Time Series Analysis

Ryan E. Emanuel, Joshua S. Rice, and Jasmine N. Gregory. North Carolina State University (ryan_emanuel@ncsu.edu)

Author Profile

Introduction

Time series data are common in hydrologic sciences and other fields. Time series data are observations that are ordered chronologically. In contrast, other forms of data may be independently ordered (e.g., a collection of biometric measurements from individuals in a population). The purpose of this unit is to introduce students to some of the basic characteristics of time series and to commonly-applied analyses. Steps within the unit focus on hydrologic data (e.g., streamflow, precipitation) as well as climate signals (El Nino - Southern Oscillation). Examples are drawn from North Carolina (Neuse River) and Arizona (Colorado River). These activities were developed with support from NSF Award Number EAR 1558675.

Intended Audience

Advanced undergraduates, or graduate students who are just beginning to work with environmental time series data.

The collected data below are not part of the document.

PR #6218, opened 2024-04-12
fix(cli): `wing pack` does not enforce using `peerDependencies`

### LINKED ISSUE #5470: `wing pack` should enforce `peerDependencies` usage instead of regular dependencies
### Use Case

When wing libraries are compiled, the generated javascript is executed in the consumer's context. Because of that, transitive dependencies are suddenly expected to be actual dependencies of the consumer for the purpose of module resolution.

using `peerDependencies` more correctly models this relationship and should fix usage with pnpm and package managers that correctly enforce dependency closures.

### Proposed Solution

`wing pack` should error if `dependencies` is used in the package.json and instead suggest using `peerDependencies`

### Further clarification

If `A` depends on `B`, when you install `A` with npm your node_modules look like this:

```
node_modules
  A
  B
preflight.js
```

This means that preflight.js can import `B` even though it's not a direct dependency.

pnpm instead does something like this: (there are other misdirections involved but this is the gist)

```
node_modules
  A
    node_modules
      B
preflight.js
```

The js we emit makes direct references to `B` because it originally came from wing files in `A`, so they no longer resolve correctly, both at runtime and also during compilation because our resolver code isn't smart enough.

If you use peer dependencies, `pnpm install` will go back to creating a sufficiently flat node_modules with both A and B.

### Community Notes

garysassano:
Closes #5470

## Checklist

- [x] Tests added (always)

### DIFF
--- a/apps/wing/src/commands/pack.ts
+++ b/apps/wing/src/commands/pack.ts
@@ -123,7 +123,7 @@ export async function pack(options: PackageOptions = {}): Promise<string> {
     // check package.json has `dependencies`
     if (pkgJson.dependencies) {
       throw new Error(
-        `Wing libraries should use "peerDependencies" instead of "dependencies" in package.json.`
+        `Cannot create package with "dependencies" in package.json. Use "peerDependencies" instead.`
       );
     }
 
--- a/apps/wing/src/commands/pack.ts
+++ b/apps/wing/src/commands/pack.ts
@@ -120,8 +120,8 @@ export async function pack(options: PackageOptions = {}): Promise<string> {
       }
     }
 
-    // check package.json has `dependencies`
-    if (pkgJson.dependencies) {
+    // Check if package.json has non-empty "dependencies"
+    if (pkgJson.dependencies && Object.keys(pkgJson.dependencies).length > 0) {
       throw new Error(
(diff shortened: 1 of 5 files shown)


apps/wing/src/commands/pack.ts
```diff
@@ -120,6 +120,13 @@ export async function pack(options: PackageOptions = {}): Promise<string> {
       }
     }
 
+    // check package.json has `dependencies`
+    if (pkgJson.dependencies) {
```
MarkMcCulloh, line 124: Add a check to make sure there are values in this key (an empty dep map is weird but fine)

apps/wing/src/commands/pack.ts
```diff
@@ -120,6 +120,13 @@ export async function pack(options: PackageOptions = {}): Promise<string> {
...
+      throw new Error(
+        `Wing libraries should use "peerDependencies" instead of "dependencies" in package.json.`
+      );
```
MarkMcCulloh, line 127: We often write error messages as "problem, solution". So maybe

```suggestion
      throw new Error(
        `Cannot create package with "dependencies" in package.json. Use "peerDependencies" instead.`
      );
```

MarkMcCulloh (approved):

PR #6219, opened 2024-04-12
feat(sdk)!: change `cloud.Function` event type from `str` to `Json`

### LINKED ISSUE #6216: AWS Lambda input event is JSON and not string
### I tried this:

```js
bring cloud;

let fn = new cloud.Function(inflight (e) => {
  assert(Json.tryParse(e)?.get("foo")?.asNum() == 123);
});

test "send a json object to function" {
  fn.invoke(Json.stringify({ foo: 123 }));
}
```

This works in the simulator.

Now, deploy to AWS:

```sh
wing compile -t tf-aws
cd target/main.tfaws
terraform init
terraform apply
```

Now, let's try to call invoke this function:

```sh
aws lambda invoke --function-name Function-c852aba6 --payload $(echo '{ "foo": 123 }' | base64)  out.json
```

### This happened:

```
2024-04-11T16:29:33.931Z	ca9e1200-f286-4220-9b6e-f2ca7af93153	ERROR	Invoke Error 	
{
    "errorType": "TypeError",
    "errorMessage": "Cannot read properties of undefined (reading 'foo')",
    "stack": [
        "TypeError: Cannot read properties of undefined (reading 'foo')",
        "    at <anonymous> (/main.w:4:3)",
        "    at $Closure1.handle (/main.w:4:3)",
        "    at Runtime.exports.handler (/var/function_c852aba6.cjs:17:25)",
        "    at Runtime.handleOnceNonStreaming (file:///var/runtime/index.mjs:1173:29)"
    ]
}
```

### I expected this:

I kind of expected this to work, although I can understand why this doesn't work.

There's a discrepancy between the APIs of Lambda and `cloud.Function` where `cloud.Function` handlers are `str` and at AWS they are JSON values.

### Is there a workaround?

_No response_

### Anything else?

I think the right solution on Wing's end is to change the signature of `cloud.Function`'s handle to accept `Json?` as the input (and output).

This seems like the safest thing to do.

### Wing Version

_No response_

### Node.js Version

_No response_

### Platform(s)

_No response_

### Community Notes

garysassano:
Closes #6216

BREAKING CHANGE: The input and return types for `cloud.Function` handlers has been changed from `str?` to `Json?` to align with the event formats used by major cloud providers like AWS, GCP, and Azure.

This is a breaking change for any existing code that assumes the input event is a `str`.

To migrate:
- Update `cloud.Function` handlers to expect a `Json?` value as input instead of a `str?`
- Remove any JSON parsing logic since the input will already be parsed into a `Json` value. To convert a `x: Json?` to `str`, you can write  `x?.asStr()!`.
- Update any tests or invocations of `cloud.Function` to pass in `Json` values instead of `str`

## Checklist

- [ ] Tests added (always)


eladb:
Please add a detailed description and a `BREAKING CHANGE` section to the PR description

garysassano:
The function invocation on AWS works now.

```sh
❯ aws lambda invoke --function-name Function-c852aba6 --payload $(echo '{ "foo": 123 }' | base64)  out.json
{
    "StatusCode": 200,
    "ExecutedVersion": "$LATEST"
}
```

garysassano:
I resolved the conflicts, but I don't have much knowledge on how the simulator resources work. Some of them require type adjusting.

tsuf239:
it seems like there are many compilation errors: 
image
I think you can reproduce it by running "pnpm run compile" at the SDK folder

Chriscbr:
Hey Gary, I wanted to give a heads up I've started working on update this PR and fix up some of the remaining tests. Stay tuned!

revitalbarletz:
@Chriscbr , @garysassano - what is the status of this one?

Chriscbr:
@revitalbarletz A few other features got bumped up in priority so I had to put my work on this on pause, but I'm aiming to update the PR and try doing some more testing for it later this week.

Chriscbr:
SDK spec tests: https://github.com/winglang/wing/actions/runs/9913437025/job/27390443979

Chriscbr:
Attempt fixing Azure tests: https://github.com/winglang/wing/actions/runs/9914506779

examples/tests/invalid/cloud_function_expects_inflight.test.w
```diff
@@ -1,7 +1,7 @@
 bring cloud;
 
-new cloud.Function((name: str): str => {
-  return "Hello {name}";
+new cloud.Function((name: Json?): Json? => {
+  return "Hello {name?.tryAsStr() ?? "world"}!";
```
eladb, line 4: Is this really needed? Why wouldn't this work?

```suggestion
  return "Hello {name ?? "world"}!";
```

eladb (approved):

examples/tests/invalid/cloud_function_expects_inflight.test.w
Chriscbr: That will compile, but `name` (if it's non-nil) is `Json`, which means it will be stringified as a JSON -- with quotes. This way JSON round-tripping behavior behaves well:

```js
let json1 = Json { a: 123 };
let str1 = "{json1}"; // {"a":123}
let parsed1 = Json.parse(str1); // OK!

let json2 = Json "hello";
let str2 = "{json2}"; // "hello" (with the quotes!)
let parsed2 = Json.parse(str2); // OK!
```

(open ended question) Do you think if `x` is Json, then `"{x}"` should do something different than `Json.stringify(x)`?

eladb: > (open ended question) Do you think if x is Json, then "{x}" should do something different than Json.stringify(x)?

Maybe... Pragmatically:

```js
let x: Json = "hello";

log("hello, {x}");
```

Would be nice if it printed:

```
hello, hello
```

skyrpex: > (open ended question) Do you think if x is Json, then "{x}" should do something different than Json.stringify(x)?

Worth a dedicated thread IMO. I don't know what's the desired behavior off the top of my head 🤔 .

libs/wingsdk/test/simulator/simulator.test.ts
```diff
@@ -818,7 +818,8 @@ describe("in-place updates", () => {
     ]);
   });
 
-  test("cloud.Api routes are updated", async () => {
+  // TODO: this test is flakey in CI
+  test.skip("cloud.Api routes are updated", async () => {
```
skyrpex, line 822: Maybe we could configure our vitest to retry some tests a few times... https://vitest.dev/config/#retry?

tools/hangar/__snapshots__/test_corpus/sdk_tests/function/aws-function.test.w_compile_tf-aws.md
```diff
@@ -184,17 +111,6 @@
...
-        "//": {
-          "metadata": {
-            "path": "root/Default/Default/FunctionAccessingContext/S3Object",
-            "uniqueId": "FunctionAccessingContext_S3Object_FCA6F30A"
-          }
-        },
-        "bucket": "${aws_s3_bucket.Code.bucket}",
-        "key": "<ASSET_KEY>",
-        "source": "<ASSET_SOURCE>"
-      },
```
skyrpex, line 197: Are all these objects not needed anymore because of the string to json change? 🤔

libs/wingsdk/test/simulator/simulator.test.ts
Chriscbr: Ah good idea, I'll try that out

tools/hangar/__snapshots__/test_corpus/sdk_tests/function/aws-function.test.w_compile_tf-aws.md
Chriscbr: I think this is just because I refactored the test a little bit - but yeah otherwise this would be pretty odd

examples/tests/invalid/cloud_function_expects_inflight.test.w
Chriscbr: I'll open a discussion. Let's address this when we're cleaning up the rest of the stringification system (toString methods etc.)

Chriscbr (approved):

skyrpex (approved):

PR #6231, opened 2024-04-14
fix: update tree-sitter to latest

MarkMcCulloh:
The primary goal of this PR is to update tree-sitter to the latest version. This resulted in:
- Pinned tree-sitter to a git commit dependency until https://github.com/tree-sitter/tree-sitter/commit/a7a47d561d4e64eaf226f93c4d68076afa67fdda is released. tree-sitter's release schedule is unpredictable and we don't publish any rust crates so this should be fine for now
- The `tree-sitter-traversal` dependency is removed since it doesn't support newer versions of tree-sitter, so I just added some code for the equivalent functionality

Conceptual Learning Outcomes

1) Students gain an understanding of autocorrelation
2) Students gain an understanding of stationary and nonstationary behavior
3) Students gain basic understanding of periodic behavior

Practical Learning Outcomes

1) Use open source tools to conduct basic characterization and analysis of hydrologic time series
2) Use open source tools to visualize information about time series including autocorrelation functions and power spectra

Student Time Required

Each step should take 1-2 hours, depending on comfort level with modifying small amounts of Python code (e.g., file paths) and depth of response expected for discussion questions embedded within each step's iPython Notebook. Time estimate assumes students have already installed an interactive python environment (iPython or jupyter) with the Numpy, SciPy, matplotlib, and pandas libraries (all of which should be included in the open source Anaconda distribution of Python).

Supporting Reference Documents and Files

1) Background reading materials (we leave appropriate readings to be determined by individual users and instructors)
2) Example data to be used in each step
3) Example code for each step

Instructions

Instructions are embedded within the iPython notebook provided with each step. Sample hydrologic data are provided; however, the instructions and code sections can be used with any dataset. (Use the example data as a formatting template.)

Steps within this lesson

Assessment

While no formal assessment is provided, questions are incorporated into each step along with detailed instructions. Output plots and questions are intended to be used to develop a graded version of this unit (e.g., figures and discussion questions for formal laboratory reports).